El liderazgo alemán sobre el resto de países de la UE ha sido tal que por la convención circulaba un chiste. Un delegado europeo llega tarde una reunión. Al entrar avisa: "Soy el delegado europeo". Y el resto le pregunta: "¿Y de qué parte de Alemania viene?"

La UE, dividida en muchos temas de política internacional, ha encontrado en estas cumbres su espacio, su lugar donde contrarrestar la hegemonía de EE UU. Cada mañana se reunían los ministros y pactaban la estrategia a seguir y apenas hubo luego discrepancias. Cuando la UE tenga que repartir entre sus países las emisiones entre 2012 y 2020 vendrán los problemas, pero hasta entonces todos están convencidos de que recortará sus emisiones de gases de efecto invernadero un 20% en 2020.

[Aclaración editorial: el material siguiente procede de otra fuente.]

PR #4513, opened 2020-09-28
Updated profile.

Dartellum:


profiles/Dartellum-setup.yaml
```diff
@@ -1155,31 +1199,34 @@ empty_hunting_room_messages:
...
+ - xxxxx
+ - xxxxx
+ - xxxxx
+ - xxxxx
+ - xxxxx
+ - xxxxx
+ - xxxxx
+ - xxxxx
+
+ combat_teaching_skill: Parry
```
rpherbig, line 1226: ❌ There is a leading space before this setting that is breaking the YAML parser

Dartellum: Fixed.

Los europeos dejan Bali encantados de haber arrinconado a EE UU. La principal concesión es la renuncia a que el texto incluyera las recomendaciones de reducción de emisiones del Panel Intergubernamental de Cambio Climático. Como explicó Marcelo Furtado, de Greenpeace: "Al IPCC, que nació en una cumbre como estas, le dan un Nobel y aquí un pie de página". La UE se empeñó tanto en el tema que ahora parece una derrota. Hace dos semanas todo el mundo asumía que de Bali no saldrían cifras concretas de reducción de emisiones.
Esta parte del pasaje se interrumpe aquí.